Experimental Results

Benchmarks and Performance

GUI-Actor demonstrates state-of-the-art performance across multiple GUI grounding benchmarks, including ScreenSpot, ScreenSpot-v2, and the challenging ScreenSpot-Pro, which features high-resolution interfaces and significant domain shifts.

Figure 2: Left: Model performance vs. training data scale on the ScreenSpot-Pro benchmark. Right: Illustration of action attention. GUI-Actor grounds target elements by attending to the most relevant visual regions.

GUI-Actor outperforms previously established methods, especially under conditions that demand high generalization capabilities. The coordinate-free approach allows GUI-Actor to maintain competitive accuracy even with models that possess significantly fewer parameters and training data.

Robustness and Efficiency

Figure 3: Accuracy Progression Over Training Steps.

GUI-Actor achieves enhanced sample efficiency, requiring less training data compared to coordinate-based approaches to reach similar or superior levels of accuracy. This efficiency is attributed to the model's explicit use of spatial-semantic alignment through its novel attention mechanism.

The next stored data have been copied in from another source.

Issue #289, opened 2017-11-24
test deployment


minrk:
We should be running a test deployment on Travis, along the lines of what we have in https://github.com/jupyterhub/binderhub/pull/282.

At the very least, smoke testing that `helm install` produces running pods would catch most templating errors. I think that's enough for a first PR.

After that, we can look at one or two tests that verify that an actual user launch succeeds, to verify that the whole stack works.

manics:
I had the same thought after also running into https://github.com/jupyterhub/zero-to-jupyterhub-k8s/pull/287. Work-in-progress: https://github.com/jupyterhub/zero-to-jupyterhub-k8s/compare/master...manics:travis-minikube-allbranches

manics:
This is more complicated than I expected due to the issues @minrk ran into in https://github.com/jupyterhub/binderhub/pull/282 (e.g. lack of `nsenter`). I'm still happy to help out if you give me some guidance, e.g. should I just copy https://github.com/minrk/binderhub/blob/b4f3aa45325cd45606e65d13f067c3871ef2c5a5/ci/install.sh ? Or does someone else want to do this?

yuvipanda:
@manics awesome! Thank you for working on it :)

I haven't really touched it, so @minrk would have no ideas. I think just copying whatever was done for binderhub into here seems like a good way to go?

minrk:
Copying `install.sh` probably makes sense. I think we'll need all the same stuff here. I don't love copying/pasting stuff, but it's probably better than adding a repo and having to work in two repos at once.

PR #322, opened 2017-12-05
Fix hub service pod selector

manics:
I just ran into this whilst working on travis/minikube tests (#289)

Related to the change in https://github.com/jupyterhub/zero-to-jupyterhub-k8s/pull/319


yuvipanda:
Whoops! That's a great catch!

PR #323, opened 2017-12-05
Install helm chart in travis

### LINKED ISSUE #289: test deployment

manics:
Install the helm chart in travis.

- Copies ci/install.sh from jupyterhub/binderhub with some minor changes: https://github.com/jupyterhub/zero-to-jupyterhub-k8s/commit/983dbb5f5f6eb9e72938e15e1004309f5ce34ae3
- Adds a Vagrantfile and script to roughly approximate the travis trusty docker environment (makes configuring minikube easier)
- Modifies `.travis.yml` to always run instead of being limited to `master` and `v0.4.x`, but it should only push to those branches (untested)

Closes #289

### DIFF
--- a/.travis.yml
+++ b/.travis.yml
@@ -12,18 +12,14 @@ install:
 - helm init --client-only
 script:
 - |
-  if [[ "$TRAVIS_PULL_REQUEST" == "false" ]]; then
+  if [[ "$TRAVIS_PULL_REQUEST" == "false" && ( "$TRAVIS_BRANCH" = master || "$TRAVIS_BRANCH" == v0.4.x ) ]]; then
     docker login -u ${DOCKER_USERNAME} -p "${DOCKER_PASSWORD}"
     export PUSH="--push --publish-chart"
   fi
 - "./build.py build --commit-range ${TRAVIS_COMMIT_RANGE} $PUSH"
-branches:
-  only:
-  - master
-  - v0.4.x
 before_install:
 - |
-  if [[ "$TRAVIS_PULL_REQUEST" == "false" ]]; then
+  if [[ "$TRAVIS_PULL_REQUEST" == "false" && ( "$TRAVIS_BRANCH" = master || "$TRAVIS_BRANCH" == v0.4.x ) ]]; then
     openssl aes-256-cbc -K $encrypted_c6b45058ffe8_key -iv $encrypted_c6b45058ffe8_iv -in travis.enc -out travis -d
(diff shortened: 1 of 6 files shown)


manics:
For comparison here's an example of a travis build which failed without https://github.com/jupyterhub/zero-to-jupyterhub-k8s/pull/322: https://travis-ci.org/manics/zero-to-jupyterhub-k8s/builds/311983195

.travis.yml
```diff
@@ -5,25 +5,19 @@ services:
...
 - "./build.py build --commit-range ${TRAVIS_COMMIT_RANGE} $PUSH"
-branches:
-  only:
-  - master
-  - v0.4.x
+- ./ci/test.sh
 before_install:
 - |
-  if [[ "$TRAVIS_PULL_REQUEST" == "false" ]]; then
+  if [[ "$TRAVIS_PULL_REQUEST" == "false" && ( "$TRAVIS_BRANCH" = master || "$TRAVIS_BRANCH" == v0.4.x ) ]]; then
```
minrk: This TRAVIS_BRANCH logic is redundant with the `branches.only` logic above that was removed. Can we switch back to that? Or did it not work for some reason?

minrk:
This is great! I asked one question about removing the travis branch check in favor of what should be an identical check. Note that the `branches.only` config should *not* affect pull requests, which will still be tested.

.travis.yml
manics: I changed that to ensure travis would always run on your own branches when developing. Otherwise you have to either develop on your own `master` branch, have a separate commit to modify travis and remove it before opening a PR, or only have it tested after opening the PR.

If I've understood correctly the original aim was to only do `docker push` for the two branches which makes sense, but I think unconditionally running the tests is useful- I usually have travis setup on my own repos/forks to run on every push on any branch. I'm happy to revert it though.

minrk: Good point. What we should probably do is move these bits to a specific `deploy` step, like we do [on repo2docker](https://github.com/jupyter/repo2docker/blob/master/.travis.yml#L14).

I think this is AOK as it is right now.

Discussion on Practical Implications

GUI-Actor exemplifies how VLMs can be tailored for GUI interaction without compromising their general-purpose capabilities. By fine-tuning only the newly introduced action head, the model equips the underlying VLM with effective visual grounding features, preserving its broad utility. The integration of a verifier further exemplifies the model's ability to refine action decisions efficiently, highlighting its potential for real-world applications across diverse user interfaces.

Conclusion

The GUI-Actor framework represents a significant advancement in the development of GUI agents, effectively circumventing the limitations of coordinate-based visual grounding methods. Its innovative use of attention-based mechanisms for direct region identification, coupled with a lightweight verifier, equips GUI agents with robust grounding capabilities adaptable to various screen configurations. The experimental results underscore its potential to set new standards in the field of GUI interactions, paving the path for future research on enhanced VLM integration for user interface tasks.